Armures démarre au galop, au propre comme au figuré. Dès la première page, le lecteur suit Jeanne sur un destrier. Puis, dans les chapitres suivants, on observe son enfance, son adolescence, sa grande piété, son exaltation, ses débuts de guerrière (le fameux épisode de Chinon ne manque pas), le tout raconté tambour battant avec force de détails qui témoignent d’une recherche et d’une documentation fouillées. La fiction sert à dépeindre une Jeanne exaltée, forte tête et déterminée mais aussi parfois démunie quand on l’insulte, mais aussi à décrire sa très forte et très chaste relation avec son frère d’armes Gilles de Rais. Ce noble, guerrier de la Guerre de Cent ans, mais aussi abominable criminel pédophile, devient alors la figure centrale du récit, permettant à l’autrice de raconter, en miroir, une partie de son enfance et de son adolescence au sein d’une famille dysfonctionnelle.
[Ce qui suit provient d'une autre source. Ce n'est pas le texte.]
PR #1029, opened 2026-06-26
Develop

Y-Kotvitskiy:
Pleace, check my app


Denys-Kravchuk9988 (changes requested):
Checked this link. It seems that the project wasn't deployed properly
https://y-kotvitskiy.github.io/react_phone-catalog/

etojeDenys (changes requested):
great job, to improve:
1. these buttons should change the photos
Image

Image

3. these numbers should be the same

Image

4. increase the price here as well

Image

5. after reloading the homepage, an error occurs
Image

6. it would be nice if the product could be removed by pressing this button again

Image

Y-Kotvitskiy:
Corrected all comments made in the review

brespect (changes requested):
Good progress, check next:
1. Order now button do nothing:
Image

2. Add the favicon.

3. Better to move this settings buttons to header next to the favourites icon:
Image

4. Slider buttons looks not good on white screen:
Image

5. Header should be full page widht amd have underline:
Image

6. When I select something in this section page should smoothly scrolls to the top:
Image

etojeDenys (approved):
good job

PR #1030, opened 2026-06-27
react_phone-catalog

valerij0412:
https://react-phone-catalog-ie3w-rac4x8des.vercel.app/


etojeDenys (changes requested):
1. add some space to the whole page on both sides
Image

2. these buttons look almost the same. give the button a different background color if the card is added

Image

3. change text color here

Image

Image

4. add a favicon and a title to the page

Image

5. add some space before the footer

Image

Denys-Kravchuk9988 (changes requested):
Good job!

A few things to improve: 
1. Breadcrumbs lead to unexisting page
Image

2. I would recommend to limit content size by 1200px and centre it by `margin: auto`. 
Image
Image

3. It's better to implement badges as on design
Image
Image

4. It's needed to add favicon to the page
Image

5. Here should also be badges
Image

6. The adaptation on phones looks broken. Some content goes outside the page
Image

7. White line under menu point should be on the bottom header's line
Image
Image

8. I would recommend to remove border from cart's block and +/- buttons should have equal width/height
Image

2pasha (changes requested):
no access to your DEMO LINK

Image

etojeDenys (changes requested):
almost done

1. selected page numbers should have 'active' style

Image

Image

3. there is too much free space here

Image

4. it would be useful to be able to remove a product from the cart by pressing the button again

Image

2pasha (approved):
lgtm 🔥

PR #1035, opened 2026-07-10
first version of the Phone catalog project

SerhiyShimko:


etojeDenys (changes requested):
the demo appears to be broken. please fix it and re-request the review
image

SerhiyShimko:
Hello! This is an updated version of the project, I fixed the problem with the URL and now everything should work correctly https://serhiyshimko.github.io/react_phone-catalog/

Anton-Kuchmasov (changes requested):
Good job!

To improve:

1. Link `Rights` in the footer doesn't work as expected
2. Would you mind to normalize `Cart` numbers? F.e., this 3 numbers (see screenshot) should be consistent

Image

Denys-Kravchuk9988 (changes requested):
Good job! 

A few things to improve:
1. The slider should always show 4 cards in row. So, next button should be disabled when the last card is shown on right side of slider
Image

2. When I press manually on slider buttons the timer is better to be resetted. Now, when I wait 3-5 seconds and press next button the two times slider is executed
Image

3. On ukrainian version the breadcrumbs aren't translated
Image

4. Page looks broken when breadcrumbs are very long on phone (https://serhiyshimko.github.io/react_phone-catalog/#/product/apple-watch-series-6-40mm-silver)
Image

5. Here also should be added `models` according to design (34 models for example)
Image

6. I would recommend to add after ... also the number of the last page
Image

7. I would recommend to add logic that by second click the product is removed from cart
Image

8. On tablet (768px) should be 3 cards in row according to design
Image

SerhiyShimko:
Hi, I made all the edits

brespect (changes requested):
Good progress, check next:
1. When I click on Order Now button it do nothing:
Image

2. When I select something in You may also like section page should smoothly scrolls to the top:
Image

3. Add the favicon.

4. Give me the ability to click anywhere I want in this area not just on slider point:
Image

5. If you have localisation in your App, you neec to translate all elements:
Image

6. There are a lot of empty space. So "+" and "-" buttons should not be in the next line:
Image

7. Pagination should be sticky at the bottom of the page:
Image

8. If I changed the tab, as example from tablet to phones, pagination filter should not reset from 16 or all to 4.

9. So, we`ve got Yellow Apple Iphones, but the search gives me nothing:
Image

10. Try to pass all CI checks, especially Linter, before requesting a review.

Denys-Kravchuk9988 (changes requested):
Good job!

A few things to improve:
1. I would recommend to reduce this image and move it to center
Image

2. Plus/Minus buttons should be on the same vertical line
Image

3. It's better to add some space between title and breadcrumbs
Image

4. One slide on slider hasn't loaded a picture
Image

etojeDenys (changes requested):
almsot done, last fixes:
1. it should also link to a product detail page

Image

2. make the photo smaller so that the footer is visible without scrolling

Image

roman-mirzoian (approved):
Well done 👍

PR #1037, opened 2026-07-13
add solution

boggeniys:
**[DEMO LINK]** https://boggeniys.github.io/react_phone-catalog/


etojeDenys (changes requested):
demo does not work. please fix it and re-request the review

brespect (changes requested):
Good progress, check next:
1. Order Now button do nothing right now:
Image

2. Add favicon and correct title to browser tab.

3. Products in this section should have no discounts:
Image

4. When you select something in this section page should not reload, but scrolls smoothly to the top:
Image

5. Back button should back me by layer to catalog and not to previous phone/tablet:
Image

Image

etojeDenys (changes requested):
great job, just a few last fixes:
1. make sure these numbers are the same

Image

2. it would be useful to be able to remove a product from the cart by pressing the button again

Image

roman-mirzoian (approved):
Well done 👍

PR #1038, opened 2026-07-13
Solution

nyarachun:
[DEMO LINK](https://nyarachun.github.io/react_phone-catalog/#/)


brespect (changes requested):
Good progress, check next:
1. Order Now button do nothing right now:
Image

2. Add favicon and to browser tab.

3. Products in this section should have no discounts:
Image

4. When you select something in this section page should not reload, but scrolls smoothly to the top:
Image

5. Back button should back me by layer to catalog and not to previous phone/tablet:
Image

Image

7. "Apple Yellow" search gives me no results, but must return at least yellow phones:
Image

Anton-Kuchmasov (approved):
Good job!

PR #1039, opened 2026-07-14
Solution

Rostyslav452:


Rostyslav452:
DEMOLINK https://rostyslav452.github.io/react_phone-catalog/

brespect (changes requested):
Good progress, check next:
1. Something went wrong with details page:
Image

2. When I select something in You may also like section page should smoothly scrolls to the top:
Image

3. Back button should route me back by layer to catalog but not to previous phone/tablet:
Image

4. Add the favicon and title to browser tab.

5. All links in Footer should lead to proper existing resourses:
Image

6. There should be no scroll on empty page, chcek same on shopping cart:
Image

7. Nice to have not less items in pagination than grid columns value, so remove 2 and set 4 as the smallest quantity:
Image

8. Also, there should be no scroll when its only 4 products in view and pagination should be sticky at the bottom of the page.

roman-mirzoian (changes requested):
Great job! Almost all of the previous issues have been fixed, except for point one from the previous review (problem with details page). Please check to see what the problem might be.

Image

Rostyslav452:
Okay, I get it. I use Firefox, and this problem doesn't appear. This layout bug seems browser-specific; I'm seeing it in Chrome, but everything works as expected in Firefox.
изображение

Anton-Kuchmasov (changes requested):
Cart page doesn't work as expected

Image

Would you mind to fix it?

here you can see an additional info that can be useful for debugging

Image

2pasha (changes requested):
good job! 👏

here are some improvements: 

1. it would be great to remove from cart item by clicking here 

Image

2. add some visual effect for active page 

Image

3. this button doesn't work 

Image

4. broken image

Image

5. broken 

Image

6. it will be great to open Product Details Page by clicking here

Image

roman-mirzoian (approved):
Well done!

PR #1040, opened 2026-07-14
solution

Oskar274:


brespect (changes requested):
Good progress, but you need to pass all tests and share your working DEMO LINK to the PR description.

Oskar274:
https://oskar274.github.io/react_phone-catalog/

etojeDenys (changes requested):
good job, to improve:
1. these should links to the relevant pages
Image

2. header should be slightly larger on the desktop version

Image

3. there should be more padding. make sure you set a maximum width for the page content

4. add a smooth scroll behaviour

5. after selecting a product, the page should scroll up

6. looks broken (also 'add to cart' button does not work)

Image

7. you should save these values in the search parameters so that they will not reset after refreshing the page

Image

Image

8. add an active style to the selected page number

9. don't forget this part

Image

10. re-check the checklist

roman-mirzoian (changes requested):
Good progress, but there are still a few points for improvement:
1. Make sure that all clickable elements have the `cursor: pointer` property. Currently, many elements do not have this property: buttons, cards, and pagination.
2. The initial banner should be smaller in size and include buttons for switching between items.
Image
3. The “Oder now” button on the banner must be a real button and link to the page for the specified product. 
Image
4. Favicon needs to be added.

Denys-Kravchuk9988 (changes requested):
Good job!

A few things to improve:
1. Waste symbol below the HTML page
Image

2. These tabs should have less width according to design
Image
Image

3. It's better to establish max-width for content according to design
Image
Image

4. Style of the button should be changed if it's clicked
Image
Image

5. By opening the new page is better to implement scrolling to top. 

6. Burger button looks broken
Image

7. Icons look broken on the opened menu
Image

8. It's better to implement slider on main page as on design
Image
Image

roman-mirzoian (approved):
Well done 👍

PR #1043, opened 2026-07-18
Phone Catalog

Inna-code10:


roman-mirzoian (changes requested):
When I click the link to the deployed project, an app that barely works opens. Please check the deployed version and fix the current issues:
Image

https://inna-code10.github.io/react_phone-catalog/

etojeDenys (changes requested):
good job, to improve:
Image

2. some products could not be found
Image

3. after selecting a product from this section, the page should scroll up
Image

4. after reloading a page that is not the home page, an error appears

Image

5. it would be good if the card could be removed from the cart by pressing the button again

Image

6. footer should not stretch
Image

Anton-Kuchmasov (approved):
Awesome!

PR #1047, opened 2026-07-21
task solution

droopy-bit:
[Demo Link](https://droopy-bit.github.io/react_phone-catalog/)


2pasha (changes requested):
good job! 👏

here are some improvements: 

1. product card should be the same height

Image

2. it would be great to remove item from cart by clicking here 

Image

3. no need to display all pages. Will be enough `1, 2, 3 .... 31` or smth like that

Image

4. it's better to use icons in `svg` format

Image

Denys-Kravchuk9988 (changes requested):
Good job! 

A few things to improve:
1. It's better to reset timer when slider's sticks are clicked. Now when I wait for 4-5 seconds and click next button and next slider is skipped and scrolled one more time.
Image

2. Brand new section shouldn't have discounts
Image

3. It's better to align pagination to center
Image

4. It's better to use `.svg` for icons and logos for better quality
Image

5. On tablet there should be 3 cards in row
Image
Image

2pasha (approved):
lgtm 🔥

Je ne suis pas une grande fan de “l’autofiction” et j’ai plutôt tendance à fuir ces livres qui, en règle générale, ne m’apportent pas grand chose, voire m’ennuient. Or là, j’ai été convaincue par la sincérité assez brutale de l’autrice, le portrait peu flatteur et sans ambages qu’elle fait de certains membres de sa famille, véritables ogres détruisant les enfants autour d’eux. Tout comme ce Gilles de Rais qui fascine/répulse l’autrice depuis longtemps. Avec un tel personnage pour référence, l’autrice ne fait évidemment pas de cadeau à son entourage; tout comme Hervé Bazin avant elle dans Vipère au poing ou Hervé Guibert dans Mes Parents. Ces récits d’enfants devenus grands me touchent car ils appuient exactement là où ça fait mal. On les fait souvent lire aux jeunes adolescents mais il pourrait être utile de glisser ces livres dans la besace de certains parents. J’essaye par ailleurs de faire preuve d’humilité et ai aussi, bien sûr, lu Armures en tant que maman qui se questionne (beaucoup).
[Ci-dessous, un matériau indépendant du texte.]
PR #1048, opened 2026-07-21
Develop

chumachenkoUA:
[DEMO](https://chumachenkoua.github.io/react_phone-catalog/)


2pasha (changes requested):
good job! 👏

here are some improvements: 

1. items here should be without discounts 

Image

2. it would be great to remove item from cart by clicking here 

Image

2pasha (approved):
lgtm 🔥

PR #1050, opened 2026-07-24
solution

Alternate001:
[DEMO LINK](https://Alternate001.github.io/react_phone-catalog/)


brespect (changes requested):
1. Add the favicon:
Image

2. Can't find "Back" button near to bread crumbs:
Image

3. Add some padding around the text:
Image
Image

4. When I select something in "You may also like" section, the page should smoothly scrolls to the top:
Image

5. All links in Footer should be correct refs to existing resources:
Image

Image

7. Don't add the pagination button if there only one item on page:
Image

8. All products in this section should be without discounts:
Image

brespect (changes requested):
Good progress, but check next:
1. Don't add Mate as refs to Contact Us and Rights, better to use your own social medias and Apple Policy as example.

2. Back button should back me by layer as example to catalog, but not to previous phone/tablet.

3. There should be no scroll on empty page:
Image

4. Add hover to Product Card component.

roman-mirzoian (changes requested):
Great job! There are just a few corrections left:
- On the home page, when hovering over the first or last item, the product card extends beyond the border, so the outer corners of the card are hidden and disappear
Image
Image

- Add a `cursor: pointer` for the “Add to Cart” and “Favorites” buttons
- Add a link to your GitHub in the footer. Right now, there's a link to Mate's GitHub there.
Image

brespect (changes requested):
Good progress, check next:
1. There is some dismiss in logic, when I select phone with 256GB RAM and after that I select 512GB, the 512GB Phone Item will be shown as already added one, which is wrong because this is completely different one and I don't add it before:
Image

2. Also, as you can notice this item is already "Added to the Cart", but I can't see any counter badge in header next to shopping cart icon and inside this page:


3. There is no reason to show filters on empty favourite page:
Image

roman-mirzoian (approved):
Well done 👍

PR #1053, opened 2026-07-30
add task solution

ratushnjakivanko-spec:


brespect (changes requested):
Good progress, but you need to provide working DEMO LINK to the PR description, before requesting the review

ratushnjakivanko-spec:
https://ratushnjakivanko-spec.github.io/react_phone-catalog/

vadiimvooo (changes requested):
There are some problems with loading products and images. Also add favicon and title. Please feel free to ask for help in fe_chat.

roman-mirzoian (changes requested):
There's still some kind of loading issue with the demo:
Image

Also, add the vaficon and the page title instead of “Vite + React + TS”:
Image

brespect (changes requested):
Good progress, le'ts check next:
1. There is no "bread crumbs" icon:
Image

2. "Back" button should ref me back by layer to the catalog, not the previous item.

3. When I select another color/capacity or different item it should not reload the page.

4. When I select something in "You may also like" section it should smoothly scrolls the page to the top.
Image

5. All links in Footer must lead to proper existing resourses:
Image

6. Header should be fullwidth without left/right paddings.

7. Underline selection effect looks different from the Figma mockup:
Image

8. Mobile Header UI looks broken.

roman-mirzoian (approved):
Well done 👍

PR #1056, opened 2026-08-04
Develop

aamaltseva-sqwosh:


roman-mirzoian (changes requested):
Great start!
Here's a list of issues to improve:
- Add a favicon and a title for the browser tab:
Image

L'entremêlement du récit historique, ou romancé pour combler les “trous” laissés par les archives, aux mots de l’autrice sur sa famille malveillante fonctionne bien, et nous offre un roman singulier, âpre parfois (lire le martyr d’enfants, même survenu il y a des siècles, est éprouvant) mais à la lecture très fluide. Une très belle découverte qui donne envie de lire d’autres romans de Stéphanie Hochet.